PR #2056, opened 2021-05-27
Adding new enum and allowing PWL hits to be seen on POE

tjwdev:
-PWL was ignored as POE lookout due to their copious volume, added them back to display
-Demoted has been added as an enum to differentiate between automatic removal from POE vs having never been promoted to it in the first place.

Also adds a time buffer to "Missed" flight to give leeway for "Missing" arrivals or departure.

There is a PR on the front end with branch "POEDemotedEnumAndPWLHitDisplayFix" is required to guarantee accurate vetting page results.

### DIFF
--- a/gtas-parent/gtas-commons/src/main/java/gov/gtas/repository/HitViewStatusRepository.java
+++ b/gtas-parent/gtas-commons/src/main/java/gov/gtas/repository/HitViewStatusRepository.java
@@ -43,8 +43,8 @@ public interface HitViewStatusRepository extends CrudRepository<HitViewStatus, L
             "left join fetch hd.hitMaker hm "
     + " where hvs.userGroup in :userGroups "
     + " AND NOT hvs.hitViewStatusEnum = 'REVIEWED' "
-    + " AND NOT hvs.hitDetail.hitType = 'PWL' "
     + " AND NOT hvs.lookoutStatusEnum = 'NOTPROMOTED' "
+    + " AND NOT hvs.lookoutStatusEnum = 'DEMOTED' "
     + " AND (mf.etd BETWEEN :startDate AND :endDate "
     + " OR mf.eta BETWEEN :startDate AND :endDate)")
     Set<HitViewStatus> findAllWithNotClosedAndWithinRange(@Param("userGroups") Set<UserGroup> userGroups,
--- a/gtas-parent/gtas-commons/src/main/java/gov/gtas/repository/HitViewStatusRepository.java
+++ b/gtas-parent/gtas-commons/src/main/java/gov/gtas/repository/HitViewStatusRepository.java
@@ -42,11 +42,10 @@ public interface HitViewStatusRepository extends CrudRepository<HitViewStatus, L
             "left join fetch p.hitDetails hd " +
             "left join fetch hd.hitMaker hm "
     + " where hvs.userGroup in :userGroups "
-    + " AND NOT hvs.hitViewStatusEnum = 'REVIEWED' "
     + " AND NOT hvs.lookoutStatusEnum = 'NOTPROMOTED' "
     + " AND NOT hvs.lookoutStatusEnum = 'DEMOTED' "
-    + " AND (mf.etd BETWEEN :startDate AND :endDate "
-    + " OR mf.eta BETWEEN :startDate AND :endDate)")
+    + " AND ( (f.direction = 'O' AND mf.etd BETWEEN :startDate AND :endDate) "
+    + " OR (f.direction ='I' AND mf.eta BETWEEN :startDate AND :endDate ))")
     Set<HitViewStatus> findAllWithNotClosedAndWithinRange(@Param("userGroups") Set<UserGroup> userGroups,
                                                            @Param("startDate") Date startDate, @Param("endDate") Date endDate);
 }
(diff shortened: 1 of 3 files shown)


tjwdev:
For this state of the POE Lookout there are a few work flows to explain.

**1. What are the ways a Passenger can be "Promoted To Lookout"?**
- Through automatic promotion via hit category attribute
- Through manual promotion via the vetting page's PVL management, or on the Passenger Detail Page via Manual Hit

**2. What is the automatic promotion?**
- Hit categories now have a new boolean attribute that can be toggled active. 
- Under the hit categories management under the admin tab editing or creating a new hit category will allow you to select "Enable Automatic Lookout Promotion"
- Any rule or watchlist using this category will set the Passenger it hits upon to "ACTIVE" status on the POE Lookout page.
Note: This will not retroactively make "ACTIVE" any passengers previously hit, only future hits from the given rule with the applied category.

**3. What is manual promotion?**
- You may manually promote a passenger that has been hit and is not already lookout status "ACTIVE" by going to the vetting page and from the "Choose Action" drop down on a given row, select "Promote To Lookout" to set the given passenger's lookout status "ACTIVE".
Note: If a lookout status is not "NOTPROMOTED" or "DEMOTED", the option to promote the passenger will not be available.
- You may also promote a person without a hit by applying a Manual Hit on the Passenger Detail page of the given passenger, and selecting a category for the Manual Hit that is toggled with "Automatic Lookout Promotion".

**4. There is an automatic inactivity flow on the POE lookout**

- There are 3 types of automatic movement on the POE. 
- If the Lookout is not "NOTPROMOTED", "DEMOTED", "INACTIVE", or "MISSED" after a set amount of time of not having an update on the hitViewStatus it will automatically be moved to "INACTIVE"
- If the Lookout is "INACTIVE" for a certain amount of time, it will be automatically be moved to "DEMOTED"
- If the Lookout's flight has either departed or arrived (inbound/outbound depending) after a certain buffer period, it will be automatically be moved to "MISSED".
- If the Lookout status is updated AFTER it has been set to "MISSED", it will not be reset to "MISSED" automatically.
  
  To summarize: 
  <Any Non Inactive/NotPromoted/Demoted/Missed Status> --after no update time--> Inactive
  <Any Non Inactive/NotPromoted/Demoted/Missed Status> --after flight missed buffer time--> Missed
  Inactive --after inactivity time--> Demoted

  These variables are located in the POEServiceImpl, they are called:
   inactiveWindowVariable, fullyDemoteVariable, missedFlightBufferVariable. 
  
  Adjusting their date times will affect how quickly or slowly programmatic progression of the status' go.

**5. You may edit the POE Lanes**
- Under the admin tab exists a new POE Lane management page
- You may edit the visibility, order, and name of the POE Lanes.

gtas-parent/gtas-commons/src/main/java/gov/gtas/services/POEServiceImpl.java
```diff
@@ -48,9 +48,6 @@
     @Autowired
     private UserService userService;
 
-    private static final DateTime inactiveWindowVariable = new DateTime().minusDays(1);
-    private static final DateTime fullyDemoteVariable = new DateTime().minusWeeks(1);
-
     @Override
     public Set<LookoutStatusDTO> getAllTiles(String userId, POETileServiceRequest request) {
```
gtasautumn, line 52: This function is fetching the tile data for display, but it's also potentially updating the statuses simultaneously:

``hitViewStatusRepository.saveAll(hvsToBeUpdated);``

From experience, structures like this are troublemakers. Is there a reason we are not handling state updates in a scheduled job, or even calculating them in a view or code rather than saving them to disk? The issue is there's no safeguard preventing other code from bypassing the update. Any ETL, new get handler, or raw query that pulls this data directly from the DB would get bad statuses since the ONLY way to ensure good data now is to trigger an update with a front-end request. It will cause issues down the line.

Other thing is that these updates are triggered by a GET which should never mutate the DB outside of an audit log or other meta table. Never the data it's fetching.

We will need come up with a more robust solution for this.

gtas-parent/gtas-commons/src/main/java/gov/gtas/repository/HitViewStatusRepository.java
```diff
@@ -42,11 +42,10 @@
...
             "left join fetch hd.hitMaker hm "
     + " where hvs.userGroup in :userGroups "
-    + " AND NOT hvs.hitViewStatusEnum = 'REVIEWED' "
     + " AND NOT hvs.lookoutStatusEnum = 'NOTPROMOTED' "
     + " AND NOT hvs.lookoutStatusEnum = 'DEMOTED' "
-    + " AND (mf.etd BETWEEN :startDate AND :endDate "
-    + " OR mf.eta BETWEEN :startDate AND :endDate)")
+    + " AND ( (f.direction = 'O' AND mf.etd BETWEEN :startDate AND :endDate) "
+    + " OR (f.direction ='I' AND mf.eta BETWEEN :startDate AND :endDate ))")
     Set<HitViewStatus> findAllWithNotClosedAndWithinRange(@Param("userGroups") Set<UserGroup> userGroups,
```
gtasautumn, line 51: transactional?

tjwdev: There's no existing session for when that gets called, @transactional is used to open a new session with the DB for that query. I didn't put it on the parent method because it was a larger scope than required.

gtasautumn (approved):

_____

→ **Exercise**
The entries above must be repeated word for word.

→ **Result for this task**
PR #2056, opened 2021-05-27
Adding new enum and allowing PWL hits to be seen on POE

tjwdev:
-PWL was ignored as POE lookout due to their copious volume, added them back to display
-Demoted has been added as an enum to differentiate between automatic removal from POE vs having never been promoted to it in the first place.

Also adds a time buffer to "Missed" flight to give leeway for "Missing" arrivals or departure.

There is a PR on the front end with branch "POEDemotedEnumAndPWLHitDisplayFix" is required to guarantee accurate vetting page results.

### DIFF
--- a/gtas-parent/gtas-commons/src/main/java/gov/gtas/repository/HitViewStatusRepository.java
+++ b/gtas-parent/gtas-commons/src/main/java/gov/gtas/repository/HitViewStatusRepository.java
@@ -43,8 +43,8 @@ public interface HitViewStatusRepository extends CrudRepository<HitViewStatus, L
             "left join fetch hd.hitMaker hm "
     + " where hvs.userGroup in :userGroups "
     + " AND NOT hvs.hitViewStatusEnum = 'REVIEWED' "
-    + " AND NOT hvs.hitDetail.hitType = 'PWL' "
     + " AND NOT hvs.lookoutStatusEnum = 'NOTPROMOTED' "
+    + " AND NOT hvs.lookoutStatusEnum = 'DEMOTED' "
     + " AND (mf.etd BETWEEN :startDate AND :endDate "
     + " OR mf.eta BETWEEN :startDate AND :endDate)")
     Set<HitViewStatus> findAllWithNotClosedAndWithinRange(@Param("userGroups") Set<UserGroup> userGroups,
--- a/gtas-parent/gtas-commons/src/main/java/gov/gtas/repository/HitViewStatusRepository.java
+++ b/gtas-parent/gtas-commons/src/main/java/gov/gtas/repository/HitViewStatusRepository.java
@@ -42,11 +42,10 @@ public interface HitViewStatusRepository extends CrudRepository<HitViewStatus, L
             "left join fetch p.hitDetails hd " +
             "left join fetch hd.hitMaker hm "
     + " where hvs.userGroup in :userGroups "
-    + " AND NOT hvs.hitViewStatusEnum = 'REVIEWED' "
     + " AND NOT hvs.lookoutStatusEnum = 'NOTPROMOTED' "
     + " AND NOT hvs.lookoutStatusEnum = 'DEMOTED' "
-    + " AND (mf.etd BETWEEN :startDate AND :endDate "
-    + " OR mf.eta BETWEEN :startDate AND :endDate)")
+    + " AND ( (f.direction = 'O' AND mf.etd BETWEEN :startDate AND :endDate) "
+    + " OR (f.direction ='I' AND mf.eta BETWEEN :startDate AND :endDate ))")
     Set<HitViewStatus> findAllWithNotClosedAndWithinRange(@Param("userGroups") Set<UserGroup> userGroups,
                                                            @Param("startDate") Date startDate, @Param("endDate") Date endDate);
 }
(diff shortened: 1 of 3 files shown)


tjwdev:
For this state of the POE Lookout there are a few work flows to explain.

**1. What are the ways a Passenger can be "Promoted To Lookout"?**
- Through automatic promotion via hit category attribute
- Through manual promotion via the vetting page's PVL management, or on the Passenger Detail Page via Manual Hit

**2. What is the automatic promotion?**
- Hit categories now have a new boolean attribute that can be toggled active. 
- Under the hit categories management under the admin tab editing or creating a new hit category will allow you to select "Enable Automatic Lookout Promotion"
- Any rule or watchlist using this category will set the Passenger it hits upon to "ACTIVE" status on the POE Lookout page.
Note: This will not retroactively make "ACTIVE" any passengers previously hit, only future hits from the given rule with the applied category.

**3. What is manual promotion?**
- You may manually promote a passenger that has been hit and is not already lookout status "ACTIVE" by going to the vetting page and from the "Choose Action" drop down on a given row, select "Promote To Lookout" to set the given passenger's lookout status "ACTIVE".
Note: If a lookout status is not "NOTPROMOTED" or "DEMOTED", the option to promote the passenger will not be available.
- You may also promote a person without a hit by applying a Manual Hit on the Passenger Detail page of the given passenger, and selecting a category for the Manual Hit that is toggled with "Automatic Lookout Promotion".

**4. There is an automatic inactivity flow on the POE lookout**

- There are 3 types of automatic movement on the POE. 
- If the Lookout is not "NOTPROMOTED", "DEMOTED", "INACTIVE", or "MISSED" after a set amount of time of not having an update on the hitViewStatus it will automatically be moved to "INACTIVE"
- If the Lookout is "INACTIVE" for a certain amount of time, it will be automatically be moved to "DEMOTED"
- If the Lookout's flight has either departed or arrived (inbound/outbound depending) after a certain buffer period, it will be automatically be moved to "MISSED".
- If the Lookout status is updated AFTER it has been set to "MISSED", it will not be reset to "MISSED" automatically.
  
  To summarize: 
  <Any Non Inactive/NotPromoted/Demoted/Missed Status> --after no update time--> Inactive
  <Any Non Inactive/NotPromoted/Demoted/Missed Status> --after flight missed buffer time--> Missed
  Inactive --after inactivity time--> Demoted

  These variables are located in the POEServiceImpl, they are called:
   inactiveWindowVariable, fullyDemoteVariable, missedFlightBufferVariable. 
  
  Adjusting their date times will affect how quickly or slowly programmatic progression of the status' go.

**5. You may edit the POE Lanes**
- Under the admin tab exists a new POE Lane management page
- You may edit the visibility, order, and name of the POE Lanes.

gtas-parent/gtas-commons/src/main/java/gov/gtas/services/POEServiceImpl.java
```diff
@@ -48,9 +48,6 @@
     @Autowired
     private UserService userService;
 
-    private static final DateTime inactiveWindowVariable = new DateTime().minusDays(1);
-    private static final DateTime fullyDemoteVariable = new DateTime().minusWeeks(1);
-
     @Override
     public Set<LookoutStatusDTO> getAllTiles(String userId, POETileServiceRequest request) {
```
gtasautumn, line 52: This function is fetching the tile data for display, but it's also potentially updating the statuses simultaneously:

``hitViewStatusRepository.saveAll(hvsToBeUpdated);``

From experience, structures like this are troublemakers. Is there a reason we are not handling state updates in a scheduled job, or even calculating them in a view or code rather than saving them to disk? The issue is there's no safeguard preventing other code from bypassing the update. Any ETL, new get handler, or raw query that pulls this data directly from the DB would get bad statuses since the ONLY way to ensure good data now is to trigger an update with a front-end request. It will cause issues down the line.

Other thing is that these updates are triggered by a GET which should never mutate the DB outside of an audit log or other meta table. Never the data it's fetching.

We will need come up with a more robust solution for this.

gtas-parent/gtas-commons/src/main/java/gov/gtas/repository/HitViewStatusRepository.java
```diff
@@ -42,11 +42,10 @@
...
             "left join fetch hd.hitMaker hm "
     + " where hvs.userGroup in :userGroups "
-    + " AND NOT hvs.hitViewStatusEnum = 'REVIEWED' "
     + " AND NOT hvs.lookoutStatusEnum = 'NOTPROMOTED' "
     + " AND NOT hvs.lookoutStatusEnum = 'DEMOTED' "
-    + " AND (mf.etd BETWEEN :startDate AND :endDate "
-    + " OR mf.eta BETWEEN :startDate AND :endDate)")
+    + " AND ( (f.direction = 'O' AND mf.etd BETWEEN :startDate AND :endDate) "
+    + " OR (f.direction ='I' AND mf.eta BETWEEN :startDate AND :endDate ))")
     Set<HitViewStatus> findAllWithNotClosedAndWithinRange(@Param("userGroups") Set<UserGroup> userGroups,
```
gtasautumn, line 51: transactional?

tjwdev: There's no existing session for when that gets called, @transactional is used to open a new session with the DB for that query. I didn't put it on the parent method because it was a larger scope than required.

gtasautumn (approved):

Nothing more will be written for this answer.